I'm sure you're fine without doing anything, unless your dog is the type to "kiss" you inside the mouth right after he eats.
if so, maybe just stay away from him for a bit and then go say hi


----------



## eternalstudent (Jul 22, 2010)

Occasionally Becka will spend a while licking the floor of the kitchen and end up with doggy drool on the tip of her chin, at this point you realise there is a floor with doggy anatomy as she can not for love nor money lick this point. She got quite deft at using either my curtains or the bed to clean her-self on . Now I just use a paper towel when it happens.

You definitely do not need to be using anti anything wipes.


----------



## rannmiller (Jun 27, 2008)

I've been feeding raw for 3 1/2 years and have not once wiped my dogs off after eating and not once have I gotten sick from them. I think it's completely unnecessary.


----------



## Sprocket (Oct 4, 2011)

Um never?

I really never thought about it and probably never will. I wipe up the floor if they eat inside but never their face or paws. Just seems silly to me.


----------



## Sprocket (Oct 4, 2011)

As I wrote that last post in my phone, Sprocket jumped up in my lap and took a lick out of my whiskey.

He ate just an hour ago and is now sneaking a night cap.


----------



## Dude and Bucks Mamma (May 14, 2011)

Baby wipes. With Buck being a hound, his ears get in everything so it is a good way to just generally keep them clean. He also has those big floppy lips. I just keep baby wipes by the back door (they eat outside) and wipe his ears and lips when he comes in. If they eat something that requires front foot use we wipe them too. We have ALL carpet and we spend a lot of time on the floor. We don't own our home either so when we leave this command we have to pay for anything damaged so I try to keep the carpet (which was brand spanking new when we moved in since the last family trashed the floor) as clean as possible. It rains a lot here so mud would get tracked in.

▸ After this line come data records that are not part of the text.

PR #82, opened 2026-09-01
A second image that downloads the desktop instead of carrying it

olafkfreund:
The offline ISO is 5.6 GB because it carries the whole 15.3 GiB closure, which is the point of it. That is the right default and the wrong only option.

```
packages.iso        5.6 GB    carries the desktop, installs with no network
packages.iso-net    1.54 GiB  downloads it, needs one
```

Measured, not estimated — built and `stat`ed. It also fits under GitHub's 2 GiB single-asset cap with 460 MiB to spare, so it publishes as one file while the offline image ships in parts.

## One argument, not a second module

The offline behaviour was already concentrated in four places in `installer/cd.nix` — `storeContents`, `extraDependencies`, `nix.settings` and the marker file — and every one is a statement about whether there is a network. `inputSources` stays on both images: it is the flake sources rather than the desktop, so evaluation starts immediately instead of fetching a nixpkgs tarball before the first question.

**There is no second install path.** `install.sh` has always carried both cachix substituters and only clears them when it finds the offline marker, so the network image works by not being told to stop — the same path `checks.install` has exercised all along. CI already builds `reference-toplevel` inside a cachix job, so the whole desktop is on `nixarchy.cachix.org` and a network install downloads rather than compiles.

## Getting online

An image that downloads the desktop is useless on a machine with no network, and the machine being installed may never have had one — the disk is empty and the desktop that would normally ask is what is being installed. `ask_network` is the first screen on the network image: Wi-Fi via `nmcli`, or another try at the wire.

Ethernet is not a menu entry because it is not a choice — NetworkManager takes DHCP on a plugged cable by itself, so a wired machine never sees the screen.

## Three things that were not obvious

**`offline` takes no default.** A module argument's default is not a function default: the module system cannot see one without consulting `_module.args`, which needs `config`, which is what is being evaluated. `offline ? true` fails the ISO build rather than defaulting. Both callers now say which image they want.

**The screen is gated on the network image's own marker, not the absence of the offline one.** `checks.install` installs unattended, in a sandbox, with no network and neither marker — it passes because its store is seeded. Keying on "no offline marker" would have made that passing check demand a network and fail.

**Connectivity is tested by fetching `cache.nixos.org`**, not by asking NetworkManager, whose own check pings a URL NixOS leaves unset and reports "unknown" on a working network.

## Verified

- both images evaluate to distinct derivations; `storeContents` is 5 entries on the offline image and 1 (the live system itself) on the network one
- exactly one marker file per image, each on the right one
- `nix build .#install` passes, which runs shellcheck over the new code at build time
- `nix fmt` clean, `actionlint` clean apart from the pre-existing self-hosted label warnings
- `checks.install` re-run against this branch — see the comment below for the result

### DIFF
--- a/.github/workflows/release.yml
+++ b/.github/workflows/release.yml
@@ -61,6 +61,13 @@ jobs:
       - name: Build the ISO
         run: nix build .#iso --out-link result --print-build-logs
 
+      # The smaller image, for people who would rather download 1.5 GB and let
+      # the install fetch the rest. Not separately install-tested: it shares
+      # every line of the installer with the image below, and what differs --
+      # downloading rather than copying -- is what checks.install already does.
+      - name: Build the network ISO
+        run: nix build .#iso-net --out-link result-net --print-build-logs
+
       # The image nobody boots is the image that does not boot. This is the
       # same check the nightly runs, against the same expression, so it costs
       # an hour and buys the only guarantee that matters on a release page.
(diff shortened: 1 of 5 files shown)


olafkfreund:
`checks.install` passed against this branch, rebased onto main with the hang fix (#84):

```
/nix/store/vcdknkv74yk66gznc9rw5vsbkqmpgrzg-vm-test-run-nixarchy-install
```

That was the gate: `ask_network` is keyed on the network image's own marker, and this check installs unattended in a sandbox with no network and neither marker. It passes, so the new screen stays out of the way where it should.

Wiping them up really isn't just for cleaning up after they eat but to keep the mud out too.

I don't have a huge issue with my dogs and the raw. They regularly eat off of our forks if we get a fatty bite of OUR dinners or something. They just tend to get visible blood on themselves when they eat red meat... Dude only gets feet wiped when he eats something that requires feet and only gets his face wiped when he has red on his lips. 

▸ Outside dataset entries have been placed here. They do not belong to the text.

Issue #19, opened 2026-08-29
Release automation: tag -> ISO -> GitHub Release


olafkfreund:
## Why

There is no release automation in this repository. There is exactly one tag,
`v4.0.1-1`, cut by hand, and the scheme it follows --
`v<omarchy-version>-<packaging-N>` -- lives in the README's Releases section as
a convention a human is asked to remember. That has been fine because a release
has so far meant "a git ref you can pin an input to"; the tag *is* the release.

An ISO changes that. It is a multi-gigabyte artefact that cannot live in git,
that a user downloads once and then trusts to write their disk, and that has to
correspond exactly to a tag so that the flake the installer generates (which
pins nixarchy to the rev it was built from -- see the Phase 1 template issue)
points at something published. Building it on a maintainer's laptop and
uploading it through a browser is how checksums get forgotten and how an ISO
built from an uncommitted working tree gets shipped. The Phase 3 size issue
already builds the image in CI and uploads it as a workflow artifact; this
issue moves that from "an artifact that expires in ninety days" to "a release
someone can link to".

## What to build

A new workflow, `.github/workflows/release.yml`, triggered on tags matching
`v*`. It:

1. Builds `packages.x86_64-linux.iso` exactly as the Phase 3 CI job does --
   same `Free disk space` step, same `nixarchy` cachix action, same
   `hyprland.cachix.org` extra substituter lines copied from the `system` job in
   `build.yml`. Not a fresh recipe: if the two drift, the release image is the
   one nobody tested.
2. Writes `SHA256SUMS` next to the image with `sha256sum` over every file that
   will be attached, so the user can verify with `sha256sum -c`.
3. Creates the GitHub Release for the tag with `gh release create`, marked as a
   pre-release while the version is below 1.0 (the README says there is no 1.0
   yet, deliberately, and a release page should agree with it), and attaches
   the ISO and `SHA256SUMS`.
4. Asserts the tag matches the version the flake vendors. `omarchyVersion` in
   `flake.nix` is `"4.0.1"`; a tag `v4.0.2-1` pushed against a flake still
   pinning 4.0.1 is a mistake, and the workflow should fail on it rather than
   publish an ISO whose name lies. Extract with
   `nix eval --raw .#packages.x86_64-linux.omarchy.version` and compare to the
   tag's first component.

The workflow needs `contents: write` and nothing else. The `CACHIX_AUTH_TOKEN`
secret is already used by `build.yml`.

## Implementation steps

[...]

PR #85, opened 2026-09-01
A size budget that fails, rather than a number in a comment

### LINKED ISSUE #17: ISO size budget and CI build
## Why

Nobody knows how large the ISO is. The plan expects 3.5-5 GB; that is an estimate from the reference closure, not a measurement, and the closure-baking and offline-evaluation issues each add to it. Whatever the number is, it decides two things: whether `ubuntu-latest` can build the image at all -- roughly 14 GB of usable disk after the existing `Free disk space` step, and the build needs the closure in the store *plus* the squashfs *plus* the ISO -- and whether shipping selectable apps on the image is viable. This issue measures, decides the runner, fixes the app policy, and gets the ISO built and uploaded by CI so a release issue later has something to publish.

## What to build

**1. A measurement, not an assertion.** Record, in the PR that closes this issue, all of:

```sh
nix path-info -Sh .#nixosConfigurations.reference.config.system.build.toplevel
nix eval --raw .#nixosConfigurations.iso.config.system.extraDependencies \
  --apply 'xs: builtins.concatStringsSep " " (map toString xs)' | xargs nix path-info -Sh | tail -1
nix build .#iso && ls -lh result/iso/
```

The first is the runtime closure, the second the input sources (nixpkgs alone is ~250 MB uncompressed), the third the compressed result. Only after those exist does a size *budget* get written into `installer/cd.nix` as a comment, with the date and the numbers.

**2. App-baking policy: base desktop only.** The reference host enables no `programs.nixarchy.apps.*`. Stays that way. The 52 apps in `data/apps.nix` are a post-install, online concern through the Install menu and `nixarchy-app-enable`; several are unfree, several are hundreds of megabytes each, and baking even the free half would double the image for apps most users never pick. Write this as a comment above `isoImage.storeContents` so the next person with a good idea reads the reason first.

**3. The CI job.** A new `iso` job in `.github/workflows/build.yml`, shaped like `system` with the two extra steps every ISO build needs:

```yaml
  iso:
    runs-on: ubuntu-latest
    # Not on pull_request: a multi-gigabyte artifact per PR push is runner
    # minutes and storage nobody reads. main and manual runs only.
    if: github.event_name != 'pull_request'
    concurrency:
      group: ${{ github.workflow }}-iso-${{ github.ref }}
      cancel-in-progress: false
    timeout-minutes: 120
    steps:
      - uses: actions/checkout@v5
      - uses: DeterminateSystems/nix-installer-action@main
      - uses: cachix/cachix-action@v15
        with:
          name: nixarchy
          authToken: ${{ secrets.CACHIX_AUTH_TOKEN }}

      - name: Free disk space
        # The desktop closure, its squashfs and the ISO all coexist on this
        # disk at the end of the build. `system`'s cleanup is the floor.
        run: |
          sudo rm -rf /usr/share/dotnet /usr/local/lib/android /opt/ghc \
            /usr/local/share/boost "$AGENT_TOOLSDIRECTORY" \
            /usr/local/.ghcup /opt/hostedtoolcache /usr/lib/jvm \
            /usr/share/swift /usr/local/share/powershell
          sudo docker system prune -af >/dev/null 2>&1 || true
          df -h /

      - name: Add hyprland binary cache
        run: |
          sudo tee -a /etc/nix/nix.conf >/dev/null <<'EOF'
          extra-substituters = https://hyprland.cachix.org
          extra-trusted-public-keys = hyprland.cachix.org-1:a7pgxzMz7+chwVL3/pzj6jIITemDosxrE9/Kb+PfYvE=
          EOF
          sudo systemctl restart nix-daemon || true

      - name: Build the ISO
        run: |
          nix build .#iso --print-build-logs
          ls -lh result/iso/
          df -h /

      - name: Record sizes
        run: |
          {
            echo '## ISO'
            ls -lh result/iso/ | tail -n +2
            echo '## reference closure'
            nix path-info -Sh .#nixosConfigurations.reference.config.system.build.toplevel
          } >> "$GITHUB_STEP_SUMMARY"

      - uses: actions/upload-artifact@v4
        with:
          name: nixarchy-iso
          path: result/iso/*.iso
          # Already zstd-compressed squashfs inside; recompressing wastes
          # minutes for nothing.
          compression-level: 0
          retention-days: 7
```

**4. The runner decision.** Made from the measurement, in this order of preference:

- If `df -h /` after the extended cleanup shows free space of at least 3x the uncompressed closure plus the input sources, stay on `ubuntu-latest` with the cleanup above.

For me, it's not the germs but to make sure I don't have to pay to replace anything when we leave this command and they check us out of this apartment.


----------



## Celt (Dec 27, 2010)

It won't disinfect anything, but then again, I don't disinfect in general. But for "bloody" messes (for some reason we get a lot of bones that when crunched into leak all over) I've used wet wipes (good for cleaning up sticky messes too), wet paper towels, and for really "bad" ones the kitchen sink. Hopefully not to digusting, but my pups have taken "sips" from my beverages (milk, water, etc) and it hasn't affected me yet.


----------



## shellbell (Sep 24, 2011)

I don't wipe my dogs down. And they usually jump in my bed right after eating, LOL.

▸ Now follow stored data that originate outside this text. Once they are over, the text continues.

Issue #94, opened 2026-09-01
Tooling: enable, disable, search and menu rows for services


olafkfreund:
Part of #90.

## Why

A catalogue nobody can select from is a list. Apps get `nixarchy-app-enable`, a menu row and a search entry; services need the same or they are documentation.

## What to build

**`nixarchy-service-enable` / `nixarchy-service-disable`**, mirroring `modules/apps.nix:550-637`. Same `#@ <id>` marker discipline, same textual sed, same idempotence. The one difference is routing: a **bundled** id uncomments a `programs.nixarchy.services.<id>.enable` line, a **plain** id uncomments the real upstream line. The catalogue says which.

**`nixarchy-search`** (`modules/apps.nix:879-1087`) gains services as a fourth row kind beside app/pkg/opt, and its `#@opt` insertions move to `advanced.nix` — which is what that file is for.

**Menu rows.** Upstream's menu has no service section, but the generator already accepts ids upstream does not ship provided the override supplies `label` and `icon` — that is how `install.search` was added (`modules/apps.nix:233-368`). Add a group and one row per catalogue entry, with the same `disabled:` grep the app rows use.

## Implementation steps

1. The two scripts, in `environment.systemPackages` beside the app ones.
2. Menu overrides generated from `data/services.nix`, with `label` and `icon` supplied.
3. Search integration and the `advanced.nix` routing.
4. Extend the CI menu check (`.github/workflows/build.yml:380-410`) to cover the new rows the way it covers `nixarchy-app-enable` rows.

## Done when

- [ ] Enabling a service from the menu uncomments the right line in the right file, and is idempotent
- [ ] A **plain** service uncomments the real upstream option, not a nixarchy alias
- [ ] `nixarchy-search` finds services and writes options to `advanced.nix`
- [ ] CI asserts the new menu rows are wired

## Notes

Enabled-detection everywhere is `grep '^[[:space:]]*<id>\.enable'`, purely textual, and would false-positive on `enable = false;`. That is inherited from the app path rather than introduced here. Worth naming; not worth fixing in this issue.

`nixarchy-app-enable` interpolates the id unescaped into `sed` and `grep`. Do not copy that part.

Issue #91, opened 2026-09-01
data/services.nix: the catalogue, with plain and bundled entries


olafkfreund:
Part of #90.

## Why

Nothing lists the services a desktop user asks for. `data/arch-extras.nix:95-125` comes closest — it already carries `services.openssh.enable`, `services.flatpak.enable` and `hardware.graphics.enable32Bit` as `kind = "nixos-option"` — but those exist only as text printed by `omarchy-pkg-add`. They are advice, not a selection.

## What to build

`data/services.nix`, the companion to `data/apps.nix` and deliberately a different shape. An app is a package: install it and it is there. A service is a decision about the machine, and the useful ones are rarely one option.

Fields: `label`, `category`, `kind` (`"plain"` or `"bundled"`), `option` (required for plain, the upstream path), `note`, `unfree`.

The `note` field is the one that does the teaching. Say what turning it on **costs or opens**, not what the thing is — "Opens port 22 and NixOS defaults to keys only, not passwords" beats "an SSH server".

Seed from the `nixos-option` entries in `arch-extras.nix`, which are a ready-made list of what people already ask for.

## Implementation steps

1. Write `data/services.nix` with the header explaining the two kinds and why the bar for `bundled` is high (RFC 42: options go stale, upstream removals break wrappers, options cannot be removed once added).
2. Start small and honest: `openssh`, `flatpak`, `graphics32` as **plain**; `docker`, `tailscale`, `printing`, `syncthing` as **bundled**.
3. Extend `tests/options.nix` to assert the shape: every entry has `label`, `category` and a valid `kind`; every `plain` has an `option` path; every `bundled` has a module in `modules/services/`.

## Done when

- [ ] `data/services.nix` exists and `nix eval` lists its entries
- [ ] `tests/options.nix` fails if an entry is missing a field or names a module that does not exist
- [ ] Every `nixos-option` entry in `arch-extras.nix` either appears here or has a comment saying why not

## Notes

`data/apps.nix` has no schema validation at all — it is consumed by `app ? field` checks. Do not repeat that: the assertions above are cheap and this file will be edited by people adding entries.

Issue #90, opened 2026-09-01
Epic: services and advanced configuration, beyond apps.nix


olafkfreund:
## Why

`~/.config/nixarchy/apps.nix` lets someone pick applications from a curated list and apply them. Services and system configuration have no equivalent: a user who wants Docker, Syncthing, SSH or a printer has to know the upstream option path, and nothing in nixarchy tells them it exists.

Three things are true today, and all three shape this epic.

**A services mechanism already exists and is nearly empty.** `data/apps.nix` entries may carry `option = [ "services" "tailscale" ]` instead of `attr`, and `modules/apps.nix:89-98` turns that into `setAttrByPath option ({ enable = true; } // settings)`. Five apps use it — tailscale, steam, firefox, 1Password, xbox-controllers. There is already a `Service` category.

**It is structurally too weak for real services.** One option path, always `enable = true`. It cannot express Docker (enable **plus** group membership), Tailscale done properly (enable **plus** firewall trust), or printing (cups **plus** avahi **plus** nssmdns **plus** drivers) — which is exactly the integration a newcomer will not find alone.

**Discovery stops at advice.** `data/arch-extras.nix:95-125` already lists `services.openssh.enable`, `services.flatpak.enable` and `hardware.graphics.enable32Bit` as `kind = "nixos-option"`. They are printed by `omarchy-pkg-add` as text and selectable nowhere.

## The decision that shapes everything: wrap only where we bundle

Research across Jovian-NixOS, NixOS-WSL, nixos-hardware, nixpkgs' own profiles, home-manager and SnowflakeOS converges on one rule, stated most plainly in [nixos-hardware CONTRIBUTING](https://github.com/NixOS/nixos-hardware/blob/master/CONTRIBUTING.md):

> "When setting an option, use `lib.mkDefault` unless the option must be set and the user should get an error if they try to override it, or the setting should merge with the user's settings."

And [RFC 42](https://github.com/NixOS/rfcs/blob/master/rfcs/0042-config-option.md) argues against 1:1 option copying: options go stale, upstream removals break the wrapper, and "options cannot realistically be removed once added".

So every catalogue entry is one of two kinds, decided per entry:

| kind | when | what the user's file gets |
|---|---|---|
| **plain** | a pure 1:1 toggle | the upstream line itself: `services.openssh.enable = true;` |
| **bundled** | nixarchy adds integration beyond `enable = true` | `programs.nixarchy.services.docker.enable = true;` |

[...]

PR #99, opened 2026-09-01
Three files to edit, one line to import

### LINKED ISSUE #93: Three user files, one import line
Part of #90.

## Why

Services and freeform configuration want their own files — `apps.nix` is a generated list of one-line toggles and mixing a service catalogue and arbitrary NixOS options into it makes all three harder to read.

But every extra file has a cost, and one of them bites: **the user has to import it.** In Mode A the README told people to add `imports = [ ./nixarchy-apps.nix ];` to their own configuration. Asking them to add two more lines to a machine nixarchy does not own is exactly the kind of demand this project has avoided so far.

## What to build

Three files under `~/.config/nixarchy/`:

| file | holds |
|---|---|
| `apps.nix` | `programs.nixarchy.apps.*` — unchanged |
| `services.nix` | bundled `programs.nixarchy.services.*` and plain upstream lines |
| `advanced.nix` | anything at all. A plain NixOS module, with a header saying so |

**And still one import line.** `nixarchy-apply` copies the three to `$flake/nixarchy/{apps,services,advanced}.nix` and regenerates `$flake/nixarchy-apps.nix` as a module that imports them:

```nix
{ imports = [ ./nixarchy/apps.nix ./nixarchy/services.nix ./nixarchy/advanced.nix ]; }
```

Existing Mode A users keep the exact line they already added. `installer/template/configuration.nix:11` is unchanged. `nixarchy-apps.nix` is already a regenerated copy rather than something the user wrote, so nothing of theirs is at risk.

`advanced.nix` is the honest escape hatch. The file is already a NixOS module — `modules/apps.nix:683-686` says so — and this is where that stops being a secret.

## Implementation steps

1. Template generation for `services.nix` and `advanced.nix` beside the existing `appsTemplate` (`modules/apps.nix:111-219`), exported to `/etc/nixarchy/` the way `apps-template.nix` is.
2. `modules/home.nix:550-559` seeds three files instead of one, each still only when absent.
3. `nixarchy-apply` (`modules/apps.nix:1182-1271`) copies three files and writes the import stub.
4. **`nixarchy-apply` must `git add` what it writes.** In Mode B `/etc/nixos` is a git repo (`installer/install.sh:496-497`) and a flake in a worktree sees only tracked files. An untracked `nixarchy/services.nix` fails with "path does not exist" — the trap `installer/mkFlake.nix:38-45` already documents.
5. Update the "no file imports this" warning at `modules/apps.nix:1236-1255` for the new layout.

## Done when

- [ ] Three files are seeded on a fresh install and all three reach the flake
- [ ] A machine that already has the old single-file layout keeps working across an upgrade, with no edit to the user's configuration
- [ ] `checks.install` still passes — the generated flake evaluates with the stub import
- [ ] Applying on a git-repo flake stages the new files

## Notes

The migration is the risky part, not the feature. Someone upgrading has `nixarchy-apps.nix` full of their copied selection and one import line pointing at it. After the change that file becomes a stub and the content moves. Because it is a copy that `nixarchy-apply` regenerates, this is safe **provided apply writes both in the same run** — worth an explicit test rather than an assumption.

olafkfreund:
Closes #93. Third piece of #90.

`~/.config/nixarchy/` gains `services.nix` and `advanced.nix` beside `apps.nix`. `apps.nix` is a generated list of one-line toggles; a service catalogue and arbitrary NixOS options do not belong in the same file.

## The import line does not multiply

`nixarchy-apply` copies the three into `$flake/nixarchy/` and leaves `nixarchy-apps.nix` as a module that imports them:

```nix
{ imports = [ ./nixarchy/apps.nix ./nixarchy/services.nix ./nixarchy/advanced.nix ]; }
```

**That indirection is the point of this change rather than a detail of it.** The README has told people to write `imports = [ ./nixarchy-apps.nix ];` since the beginning, and on a machine nixarchy does not own, asking them to add two more lines is not something this project gets to do. The name they already wrote keeps working and gains two files behind it.

Overwriting `nixarchy-apps.nix` is safe because it has always been a copy this script regenerates, never something the user wrote — and the content it held is written to `nixarchy/apps.nix` **in the same run**, before the stub replaces it.

**Verified by simulating a machine from before the split:**

```
=== the selection survived? ===
  YES - brave.enable is in nixarchy/apps.nix
=== user's import line untouched? ===
{ imports = [ ./nixarchy-apps.nix ]; }
=== everything staged ===
  M  nixarchy-apps.nix
  A  nixarchy/{advanced,apps,services}.nix
```

Only files that exist are imported, so a machine seeded before `services.nix` existed does not get a stub pointing at a missing path.

## Staging, which is not a nicety

A flake in a git worktree sees **only tracked files**, so a freshly copied `nixarchy/services.nix` is invisible to the evaluator and the rebuild fails with "path does not exist" — the trap `installer/mkFlake.nix:38-45` documents and the installer works around by staging at install time. `apply` now stages what it writes, guarded: `/etc/nixos` is root-owned, and failing to stage should print the fix rather than abort an apply that already copied everything correctly.

## The assertion #91 could not make

`modules/services/` did not exist then, so nothing checked that a **bundled** catalogue entry had a module. Writing the template generator produced exactly the bug that gap allows — the generated template offered:

```
# programs.nixarchy.services.tailscale.enable = true;
```

for an option nobody has declared. It fails only when a user uncomments it, which is the worst possible moment to find out. The check now asserts every bundled entry has `modules/services/<id>.nix`, and tailscale is out of the catalogue until #94 brings the module and its menu row together.

## The generated services template

```
# ── Desktop ──────────────
# services.flatpak.enable = true;  #@ flatpak  # For software nixpkgs does not carry...
# programs.nixarchy.services.syncthing.enable = true;  #@ syncthing  # Syncs folders...
# ── Hardware ─────────────
# hardware.graphics.enable32Bit = true;  #@ graphics32  # Wanted by Steam, Wine...
# ── Network ──────────────
# services.openssh.enable = true;  #@ openssh  # Remote login. Opens port 22...
```

The two kinds are visibly different, which is the intent: a **plain** entry shows the real upstream line, a **bundled** one shows nixarchy's.

## Not done here

No menu rows and no `nixarchy-service-enable` — #94. Enabling a service today means uncommenting the line by hand, which is what `apps.nix` was before its tooling existed.

### DIFF
--- a/data/services.nix
+++ b/data/services.nix
@@ -48,6 +48,10 @@
 #
 # If one of those should become a choice rather than a default, that is a
 # change to nixos.nix and an announcement, not a row added here.
+#
+# Tailscale is also absent, for a different reason: data/apps.nix still owns
+# it, and moving it means moving its menu row, which is #94. Adding it here
+# first would generate a template line for an option that does not exist yet.
 {
   # ── Network ─────────────────────────────────────────────────────────────
   openssh = {
@@ -59,13 +63,6 @@
       "openssh"
     ];
     note = "Remote login. Opens port 22 and NixOS defaults to keys only, not passwords.";
-  };
-
-  tailscale = {
-    label = "Tailscale";
-    category = "Network";
-    kind = "bundled";
-    note = "A private network between your machines. Bundled because the firewall has to trust the interface or nothing reaches this host.";
   };
 
   # ── Hardware ────────────────────────────────────────────────────────────
--- a/modules/apps.nix
+++ b/modules/apps.nix
@@ -193,6 +193,98 @@ let
     )
   );
 
+  # The catalogue from data/services.nix, as commented-out lines.
+  #
+  # Two shapes, because the catalogue has two kinds and the difference is the
+  # whole point. A "bundled" entry writes the nixarchy option, because nixarchy
+  # does something upstream does not. A "plain" entry writes the REAL upstream
+  # line -- `services.openssh.enable = true;` -- because there is nothing to
+  # add, and a nixarchy alias for a one-line toggle would only be a second
+  # vocabulary to unlearn the moment they read anyone else's configuration.
+  serviceCatalogue = import ../data/services.nix;
+
+  serviceRow =
+    name: svc:
+    let
+      suffix = if svc ? note then "  # ${svc.note}" else "";
+      line =
+        if svc.kind == "bundled" then
+          "programs.nixarchy.services.${name}.enable = true;"
+        else
+          "${lib.concatStringsSep "." svc.option}.${svc.optionAttr or "enable"} = true;";
+    in
+    "    # ${line}  #@ ${name}${suffix}\n";
+
+  serviceCategories = lib.unique (map (s: s.category) (lib.attrValues serviceCatalogue));
+
+  serviceCategoryBlock =
+    category:
+    let
+      rows = lib.filterAttrs (_: s: s.category == category) serviceCatalogue;
+      # A fixed rule rather than one padded to a column: the box-drawing
+      # character is three bytes and fixedWidthString counts bytes, so the
+      # arithmetic that looks right produces a negative width.
+      header = "    # ── ${category} ──────────────────────────────────────\n";
+    in
+    header + lib.concatStrings (lib.mapAttrsToList serviceRow rows) + "\n";
+
+  servicesTemplate = pkgs.writeText "nixarchy-services.nix" ''
+    # Services and system settings, as NixOS configuration.
+    #
+    # The companion to apps.nix. An app is a package; a service is a decision
+    # about the machine. Uncomment what you want -- or pick it from the menu --
+    # then run
+    #
+    #     nixarchy-apply
+    #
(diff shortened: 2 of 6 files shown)


olafkfreund:
CI caught what my migration simulation could not: `tests/session.nix` asserted the selection lands in `nixarchy-apps.nix`, which is now the stub. That is exactly what an end-to-end test is for.

The assertion now checks **both halves** — the content in `nixarchy/apps.nix` *and* the stub importing it — because either alone passes while the machine is broken, which is the failure `nixarchy-apply`'s own warning exists for.

`checks.session` passes locally on the fix:

```
selection reached /etc/nixos/nixarchy/apps.nix, and the stub imports it
/nix/store/kxvg29fvjmnhj99msga67d1c5fn0wqwg-vm-test-run-nixarchy-session
```

One assertion I added and removed: that `/etc/nixos/configuration.nix` imports the stub. The session VM has no `configuration.nix` — its module comes from the flake — so it failed with exit 2. `tests/install.nix:535` already asserts that on an installed machine, which is where it belongs.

If you are concerned though, maybe spray a vinegar/water solution on a paper towel and wipe with that?


----------



## nupe (Apr 26, 2011)

I use Baby Wipes here to with Buddy.


----------



## naturalfeddogs (Jan 6, 2011)

I never have cleaned their faces or feet, except for Aussie when I was having to "shove" his liver down. Now he eats it on his own so I don't need to anymore.


----------



## barneysmom2510 (Oct 12, 2011)

I have never washed my dogs face. the other night I did notice barney was a bit pink in the white fur around his mouth. He had been eating ab big pork rib so he was working at it for awhile. It went away.


----------